Deswegen hab ich mir die PS3 geholt. Darauf gibt es einfach echt gute Titel und aus meiner Sicht ist die Grafik immernoch Bombe, obwohl ich nen 42" hab und 3m davor sitze. Also für mich reichts aus. Wenn ich den "AHA" Effekt will, geh ich an den PC. PS+ kostet 50&#8364;/Jahr...man bekommt zB in de Bucht das Jahr aber auch für ca 40&#8364; (ich hab 43 gezahlt) was am Ende dann 4.16&#8364; (repektive 3.60&#8364 im Monat sind, was sich angesichts der genialen Titel in den Angeboten (FarCry3, Infamous2, Uncharted 3, MGS, Dragons Dogma, NFS Most Wanted, demnächst wohl GRID2, XCOM, DoA5 usw) allein in den letzten Monaten schon locker ausgezahlt hat.


----------



## Xelyna1990 (20. November 2013)

Jop, ich hab mir ebenfalls 2 Jahre vor ende dieser Generaton eine Playstation 3 geholt und hab Plus seit dem Start Aboniert und mir deswegen gar nicht so viele Spiele kaufen müssen weil man einfach mit Spielen überschwemmt wird, die Qualität von Plus hat sich dazu über die zeit einfach unglaublich verbessert.

Ob das auf der Xbox jetzt irgendwie die gleiche qualität erreicht weiß ich nicht, bis jetzt kriegt man auf der Xbox eher nicht so tolle Spiele und zudem sind sie nicht so Aktuell wie bei Playstation Plus.


----------



## Keashaa (20. November 2013)

Xelyna1990 schrieb:


> Kommt einfach auf den Titel an, Wer in Battlefield 4 mitspielen will kommt auch nicht mit einem 7 Jahre alten Rechner auf die Lanparty und beschwert sich das bei ihm das Spiel dann nicht läuft und er nicht mitspielen kann, irgendwann ist der Technische unterschied einfach zu Groß.
> 
> Ich sehe aber ehrlich gesagt keinen Grund warum man für die wenigen Titel wo es wirklich Technisch Möglich ist zeit und Ressourcen in Crossplay Stecken soll, genau so warum man eine Konsole auf diese Kompatibilität ausrichten soll, die zeit und Resourcen können in der Konsole, genau so wie in den Spielen auch in andere dinge gesteckt werden.



Was hat das eine mit dem anderen zu tun? Klar wird keiner Battlefield 4 auf ner PS2 rausbringen. Aber wenn man das Spiel für PS3 und PS4 rausbringt, erwarte ich als Kunde eine Kompatibilität im Mehrspielermodus. Und jetzt fang nicht wieder mit "Das eine ist P3 und das andere ist P4". Die Kommunikation zwischen den Systemen ist standardisiert (oder verwenden PS3 und PS4 kein TCP/IP?). Die ist völlig abgekoppelt von der zugrundeliegenden Hardware. Genau darum geht es. Wer zu unfähig ist, sowas zu machen, sollte sich nen anderen Beruf suchen.


----------



## Veshrae (20. November 2013)

Keashaa schrieb:


> Die Kommunikation zwischen den Systemen ist standardisiert (oder verwenden PS3 und PS4 kein TCP/IP?).

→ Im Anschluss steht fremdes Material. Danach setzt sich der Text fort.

PR #1666, opened 2024-03-13
[PWX-35853] Failover Controller all stages

olavangad-px:
**What type of PR is this?**
>feature

Added all the stages of failover handling to the action controller. 
Note: as of this PR, updateReplicas method used is incorrect because it uses the singleton clients to update/list resources while we should create the clients using given config since in failover's rollback stage we need to activate resources in remote cluster. Changes for fixing that will be taken up in the next PR.
Testing details for the scenarios covered with this PR are attached in the corresponding Jira. https://portworx.atlassian.net/browse/PWX-35853

No

No

Yes 24.2.0

### DIFF
--- a/pkg/action/actioncontroller.go
+++ b/pkg/action/actioncontroller.go
@@ -26,10 +26,9 @@ import (
 )
 
 const (
-	validateCRDInterval          time.Duration = 5 * time.Second
-	validateCRDTimeout           time.Duration = 1 * time.Minute
-	actionExpiryTime             time.Duration = 24 * time.Hour
-	latestMigrationThresholdTime time.Duration = 1 * time.Hour
+	validateCRDInterval time.Duration = 5 * time.Second
+	validateCRDTimeout  time.Duration = 1 * time.Minute
+	actionExpiryTime    time.Duration = 24 * time.Hour
 
 	nameTimeSuffixFormat    string = "2006-01-02-150405"
 	lastmileMigrationPrefix string = "lastmile"
@@ -76,10 +75,10 @@ func (ac *ActionController) Reconcile(ctx context.Context, request reconcile.Req
 		return reconcile.Result{RequeueAfter: controllers.DefaultRequeueError}, err
 	}
 
-	if action.Status.Stage == storkv1.ActionStageFinal {
-		// Will not requeue once action is in final stage
-		return reconcile.Result{}, nil
-	}
+	// if action.Status.Stage == storkv1.ActionStageFinal {
+	// 	// Will not requeue once action is in final stage
+	// 	return reconcile.Result{}, nil
+	// }
 
 	if !controllers.ContainsFinalizer(action, controllers.FinalizerCleanup) {
 		controllers.SetFinalizer(action, controllers.FinalizerCleanup)
@@ -110,6 +109,9 @@ func (ac *ActionController) handle(ctx context.Context, action *storkv1.Action) 
 
 	switch action.Spec.ActionType {
 	case storkv1.ActionTypeNearSyncFailover:
+		if action.Status.Stage == storkv1.ActionStageFinal {
+			return nil
+		}
 		ac.updateStatus(action, storkv1.ActionStatusInProgress)
 		if action.Status.Status == storkv1.ActionStatusScheduled {
 			log.ActionLog(action).Info("started failover")
@@ -120,6 +122,22 @@ func (ac *ActionController) handle(ctx context.Context, action *storkv1.Action) 
 			}
 			resourceutils.ScaleReplicas(action.Namespace, true, ac.printFunc(action, "ScaleReplicas"), ac.config)
 			ac.updateStatus(action, storkv1.ActionStatusSuccessful)
+		}
+	case storkv1.ActionTypeFailover:
+		log.ActionLog(action).Infof("in stage %s", action.Status.Stage)
+		switch action.Status.Stage {
+		case storkv1.ActionStageInitial:
+			ac.validationsBeforeFailover(action)
+		case storkv1.ActionStageScaleDownSource:
+			ac.deactivateClusterStage(action)
+		case storkv1.ActionStageLastMileMigration:
+			ac.performLastMileMigration(action)
+		case storkv1.ActionStageScaleUpDestination:
+			ac.activateDuringFailover(action, false)
+		case storkv1.ActionStageScaleUpSource:
+			ac.activateDuringFailover(action, true)
+		case storkv1.ActionStageFinal:
+			return nil
 		}
 	case storkv1.ActionTypeFailback:
 		log.ActionLog(action).Infof("in stage %s", action.Status.Stage)
@@ -203,7 +221,7 @@ func (ac *ActionController) createCRD() error {
 	return k8sutils.CreateCRD(resource, validateCRDInterval, validateCRDTimeout)
 }
 
-// getLatestMigrationStatus returns the a migrationschedule's latest migration's policy type and status
+// getLatestMigrationStatus returns the migrationschedule's latest migration's policy type and status
 func getLatestMigrationPolicyAndStatus(migrationSchedule storkv1.MigrationSchedule) (storkv1.SchedulePolicyType, *storkv1.ScheduledMigrationStatus) {
 	var lastMigrationStatus *storkv1.ScheduledMigrationStatus
 	var schedulePolicyType storkv1.SchedulePolicyType
--- a/pkg/action/actioncontroller.go
+++ b/pkg/action/actioncontroller.go
@@ -75,11 +75,6 @@ func (ac *ActionController) Reconcile(ctx context.Context, request reconcile.Req
 		return reconcile.Result{RequeueAfter: controllers.DefaultRequeueError}, err
 	}
 
-	// if action.Status.Stage == storkv1.ActionStageFinal {
-	// 	// Will not requeue once action is in final stage
-	// 	return reconcile.Result{}, nil
-	// }
-
 	if !controllers.ContainsFinalizer(action, controllers.FinalizerCleanup) {
 		controllers.SetFinalizer(action, controllers.FinalizerCleanup)
 		return reconcile.Result{Requeue: true}, ac.client.Update(context.TODO(), action)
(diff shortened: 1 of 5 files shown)


pkg/action/actioncontroller.go
```diff
@@ -76,10 +75,10 @@ func (ac *ActionController) Reconcile(ctx context.Context, request reconcile.Req
 		return reconcile.Result{RequeueAfter: controllers.DefaultRequeueError}, err
 	}
 
-	if action.Status.Stage == storkv1.ActionStageFinal {
```
olavangad-px, line 79: the presence of this code block was resulting in action resources in Final stage not entering the handle block and hence we were not able to remove the finalizer to be able to delete the action resource. So have commented this block for now. Side effect is that even action resources in Final state will get requeued.

diptiranjanpx: Let's remove the commented lines, this is the behaviour in most of our other controllers where they enter into handle() and nothing happens because it's in Final stage.

pkg/action/failover.go
```diff
@@ -0,0 +1,384 @@
...
+		msg := fmt.Sprintf("error getting migrationschedule %s/%s for failover", action.Namespace, action.Spec.ActionParameter.FailoverParameter.MigrationScheduleReference)
+		logEvents := ac.printFunc(action, string(storkv1.ActionStatusFailed))
+		logEvents(msg, "err")
+		action.Status.Status = storkv1.ActionStatusFailed
+		action.Status.Reason = msg
+		ac.updateAction(action)
+		return
+	}
+	// get sourceConfig from clusterPair in the destination cluster
+	sourceConfig, err := getClusterPairSchedulerConfig(migrationSchedule.Spec.Template.Spec.ClusterPair, migrationSchedule.Namespace)
```
diptiranjanpx, line 54: Don't we have to consider "skip-source-actions" flag?

pkg/action/actioncontroller.go
olavangad-px: Makes sense. Will remove it during the revision.

pkg/action/failover.go
olavangad-px: I have not yet updated cli and controller according to the new discussion around skip flag. 
I will take that up in a separate PR.
For now, I have enforced clusterpair for everyone. As part of a susbsequent PR I can modify it such that we skip it if skip-source-operations flag is true

pkg/action/failover.go
```diff
@@ -0,0 +1,384 @@
...
+			// a migration is still in progress. failover needs to wait
+			msg := fmt.Sprintf("Waiting for the completion of migration %s/%s", srcMigrSched.Namespace, latestMigration.Name)
+			log.ActionLog(action).Infof(msg)
+			ac.recorder.Event(action,
+				v1.EventTypeWarning,
+				string(storkv1.ActionStatusScheduled),
+				msg)
+			ac.updateAction(action)
+			return
+		} else if latestMigration.Status == storkv1.MigrationStatusFailed {
```
pp511, line 128: Is it possible that only one migration happend and it failed. And we will still trigger a failover instead of showing an error?

pkg/action/failover.go
```diff
@@ -0,0 +1,384 @@
...
+		if slices.Contains(migrationNamespaces, ns) {
+			err := resourceutils.ScaleReplicasReturningError(ns, true, false, ac.printFunc(action, "ScaleReplicas"), config)
+			if err != nil {
+				scaleupStatus = false
+				msg := fmt.Sprintf("scaling up apps in namespace %s failed: %v", ns, err)
+				log.ActionLog(action).Errorf(msg)
+				failoverSummary = &storkv1.FailoverSummary{Namespace: ns, Status: storkv1.ActionStatusFailed, Reason: msg}
+			}
+			msg := fmt.Sprintf("scaling up apps in namespace %s successful", ns)
+			failoverSummary = &storkv1.FailoverSummary{Namespace: ns, Status: storkv1.ActionStatusSuccessful, Reason: msg}
```
pp511, line 327: In case of error we are first updating failoverSummary with "failed" msg and later to successful msg.

pkg/action/failover.go
```diff
@@ -0,0 +1,384 @@
...
+		} else {
+			msg := fmt.Sprintf("skipping scaling up apps in namespace %s since it is not one of the namespaces being migrated by the MigrationSchedule %s/%s", ns, migrationSchedule.Namespace, migrationSchedule.Name)
+			failoverSummary = &storkv1.FailoverSummary{Namespace: ns, Status: storkv1.ActionStatusSuccessful, Reason: msg}
+		}
+		failoverSummaryList = append(failoverSummaryList, failoverSummary)
+	}
+
+	if reactivate {
+		// marking the stage's status as successful even if it hit error while activating apps up
```
pp511, line 336: explain the rationale here.

pp511 (commented):
Mostly looks ok. Some nits. One question and one possible logging issue.

pkg/action/failover.go
olavangad-px: Just to clarify what all is left even after this PR.
1. Cluster domain deactivate/activate and operations specific to sync-dr usecase.
2. Fixing the updateReplicas method used to scale up apps so that both reactivate and activate work as expected.
3. Design change discussed earlier this week around --skip-source-operations flag (this will require changes in cli as well)

pkg/action/failover.go
olavangad-px: Thanks for pointing this out. I missed an else there. Will fix it as part of the revision
It should be 
```
if err != nil {
	scaleupStatus = false
	msg := fmt.Sprintf("scaling up apps in namespace %s failed: %v", ns, err)
	log.ActionLog(action).Errorf(msg)
	failoverSummary = &storkv1.FailoverSummary{Namespace: ns, Status: storkv1.ActionStatusFailed, Reason: msg}
} else {
        msg := fmt.Sprintf("scaling up apps in namespace %s successful", ns)
	failoverSummary = &storkv1.FailoverSummary{Namespace: ns, Status: storkv1.ActionStatusSuccessful, Reason: msg}
}
```

pkg/action/actioncontroller.go
```diff
@@ -121,6 +123,22 @@ func (ac *ActionController) handle(ctx context.Context, action *storkv1.Action)
 			resourceutils.ScaleReplicas(action.Namespace, true, ac.printFunc(action, "ScaleReplicas"), ac.config)
 			ac.updateStatus(action, storkv1.ActionStatusSuccessful)
 		}
+	case storkv1.ActionTypeFailover:
+		log.ActionLog(action).Infof("in stage %s", action.Status.Stage)
+		switch action.Status.Stage {
+		case storkv1.ActionStageInitial:
+			ac.validationsBeforeFailover(action)
```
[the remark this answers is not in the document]
olavangad-px: okay will take care in the revision

pkg/action/failover.go
```diff
@@ -0,0 +1,384 @@
...
+	"github.com/libopenstorage/stork/pkg/resourceutils"
+	"github.com/libopenstorage/stork/pkg/utils"
+	coreops "github.com/portworx/sched-ops/k8s/core"
+	storkops "github.com/portworx/sched-ops/k8s/stork"
+	v1 "k8s.io/api/core/v1"
+	metav1 "k8s.io/apimachinery/pkg/apis/meta/v1"
+	"k8s.io/client-go/rest"
+)
+
+// validationsBeforeFailover This method is called as part of the Initial stage of Failover
```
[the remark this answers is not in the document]
olavangad-px: will address in the revision

pkg/action/failover.go
```diff
@@ -0,0 +1,384 @@
...
+func (ac *ActionController) validationsBeforeFailover(action *storkv1.Action) {
+	// TODO: source cluster-domain deactivation in sync-dr case
+	if action.Status.Status == storkv1.ActionStatusSuccessful {
+		// Move to ScaleUpDestination stage directly in case skipDeactivateSource is true
+		if *action.Spec.ActionParameter.FailoverParameter.SkipDeactivateSource {
```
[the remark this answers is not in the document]
olavangad-px: Already addressed as part of another comment. Will address skipSourceOperations related changes along with sync-dr specific operations in a separate PR

pkg/action/failover.go
```diff
@@ -0,0 +1,384 @@
...
+		logEvents := ac.printFunc(action, string(storkv1.ActionStatusFailed))
+		logEvents(msg, "err")
+		action.Status.Status = storkv1.ActionStatusFailed
+		action.Status.Reason = msg
+		ac.updateAction(action)
+		return
+	}
+	srcMigrSched, err := remoteOps.GetMigrationSchedule(action.Spec.ActionParameter.FailoverParameter.MigrationScheduleReference, action.Namespace)
+	if err != nil {
+		msg := fmt.Sprintf("Unable to find MigrationSchedule %s/%s for failover. Skipping MigrationSchedule suspension : %v", migrationSchedule.Namespace, migrationSchedule.Name, err)
```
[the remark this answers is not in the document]
olavangad-px: Will address. 
Forgot to recheck and format all the messages/logs/errors as I was in a hurry to raise the PR.

pkg/action/failover.go
```diff
@@ -0,0 +1,384 @@
...
+		logEvents(msg, "err")
+		action.Status.Status = storkv1.ActionStatusFailed
+		action.Status.Reason = msg
+		ac.updateAction(action)
+		return
+	}
+	// get sourceConfig from clusterPair in the destination cluster
+	sourceConfig, err := getClusterPairSchedulerConfig(migrationSchedule.Spec.Template.Spec.ClusterPair, migrationSchedule.Namespace)
+	if err != nil {
+		msg := fmt.Sprintf("Error while getting the clusterpair %s/%s for failover", migrationSchedule.Namespace, migrationSchedule.Spec.Template.Spec.ClusterPair)
```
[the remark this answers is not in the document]
olavangad-px: Will address

pkg/action/failover.go
olavangad-px: Yes it is indeed a possibility as per current code. 
Should we then block the failover instead in last migration failed scenarios ?? 
I guess this will be a problem only in controlled failover cases where the customer can still try and debug the migration failure because in disaster situation if we assume that source is inaccessible anyways these checks are skipped and scale up is done on destination.

pkg/action/failover.go
olavangad-px: I had kind o followed what was written in the failback side. But on a second thought even I am wondering that it would make sense to atleast let the user know if reactivation failed, which namespaces were not reactivated. So that they can go ahead and try to activate those namespaces manually.
@diptiranjanpx what do you think about this ?

diptiranjanpx: The reactivate (essentially rollback) will only happen if something from previous stage has failed , so irrespective of the rollback stage's status, we have to mark the status as failed.

We can mark the reactivate stage's status `Failed` if something fails there. Anyway we will go to next stage irrespective of this stage succeeds or fails. 

We can raise the event saying which all reactivations failed but let's not put that in the reason field as it will have the info of original error.

diptiranjanpx: Also you can fill up the each namespace's status and reason in case of reactivation. That way at least we can have both the original failed reason and activation failure in the CR too.

pkg/action/failover.go
olavangad-px: Have the changes for point 2 ready and will raise that PR once this PR is merged.
Will work on 1 and 3 early next week and raise the PR asap

pkg/action/failover.go
```diff
@@ -0,0 +1,364 @@
...
+	} else {
+		msg := fmt.Sprintf("Scaling up of applications in cluster : %s failed.", config.Host)
+		logEvents := ac.printFunc(action, string(storkv1.ActionStatusFailed))
+		logEvents(msg, "out")
+		action.Status.Status = storkv1.ActionStatusFailed
+	}
+	ac.updateAction(action)
+}
+
+func (ac *ActionController) isClusterAccessible(action *storkv1.Action, config *rest.Config) bool {
```
diptiranjanpx, line 336: We can move this to utils (not necessarily in this PR).

diptiranjanpx (approved):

Dann könnte ich auch am PC gegen Konsolengänger BF4 spielen? (;


----------



## Keashaa (20. November 2013)

Veshrae schrieb:


> Dann könnte ich auch am PC gegen Konsolengänger BF4 spielen? (;



Ich würde es schon irgendwie erwarten. Bei FF14 klappt es ja auch, dass die PC-Spieler und die PS3-Spieler zusammen unterwegs sind und nicht auf verschiedene Server platziert werden


----------



## OldboyX (20. November 2013)

Keashaa schrieb:


> Ich würde es schon irgendwie erwarten. Bei FF14 klappt es ja auch, dass die PC-Spieler und die PS3-Spieler zusammen unterwegs sind und nicht auf verschiedene Server platziert werden



Ist von der Steuerung her nicht zu vergleichen. Es ist unmöglich PC und Konsolenspieler in einem Shooter im Multiplayer gegeneinander spielen zu lassen. Man hat mit einem Gamepad nicht den Hauch einer Chance gegen jemanden der mit Maus und Tastatur antritt.

Allgemein wird es so wie immer ablaufen. Eine Zeit lang wird den Leuten aus Marketinggründen erzählt, dass man die alten Konsolen noch weiterhin supporten wird (und es gibt sicher auch noch einige Spiele die schon länger für die alten Konsolen in Entwicklung sind und deshalb für diese auch noch rauskommen) aber über kurz oder lang fällt diese Unterstützung natürlich weg und man versucht sicher auch gezielt Druck aufzubauen um Leute zum Kauf einer neuen Konsole zu bewegen.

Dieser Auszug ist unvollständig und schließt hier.